PR #1416, opened 2022-11-09
add calendar file to git

batstolya:
- [DEMO LINK](https://batstolya.github.io/layout_calendar/)

### DIFF
--- a/src/styles/block/calendar.scss
+++ b/src/styles/block/calendar.scss
@@ -1,0 +1,60 @@
+.calendar {
+  padding: 10px;
+  margin: 0 auto;
+  width: ($width-block-calendar-day * $days-in-row)
+    + ($gap-calendar * $days-in-row);
+
+  display: flex;
+  flex-wrap: wrap;
+  gap: $gap-calendar;
+  @for $i from 28 through 31 {
+    &--month-length--#{$i}
+    &__day:nth-child(n + #{$i + 1}) {
+      display: none;
+    }
+  }
+
+  @for $i from 1 through $count-of-days {
+    &__day:nth-child(n + #{$i})::before {
+      content: "#{$i}";
+    }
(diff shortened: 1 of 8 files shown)


src/styles/utils/_variables.scss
• • • •
• [Work order] Returned text must match every record word for word.

• [Answer for the task]
PR #1416, opened 2022-11-09
add calendar file to git

batstolya:
- [DEMO LINK](https://batstolya.github.io/layout_calendar/)

### DIFF
--- a/src/styles/block/calendar.scss
+++ b/src/styles/block/calendar.scss
@@ -1,0 +1,60 @@
+.calendar {
+  padding: 10px;
+  margin: 0 auto;
+  width: ($width-block-calendar-day * $days-in-row)
+    + ($gap-calendar * $days-in-row);
+
+  display: flex;
+  flex-wrap: wrap;
+  gap: $gap-calendar;
+  @for $i from 28 through 31 {
+    &--month-length--#{$i}
+    &__day:nth-child(n + #{$i + 1}) {
+      display: none;
+    }
+  }
+
+  @for $i from 1 through $count-of-days {
+    &__day:nth-child(n + #{$i})::before {
+      content: "#{$i}";
+    }
(diff shortened: 1 of 8 files shown)


src/styles/utils/_variables.scss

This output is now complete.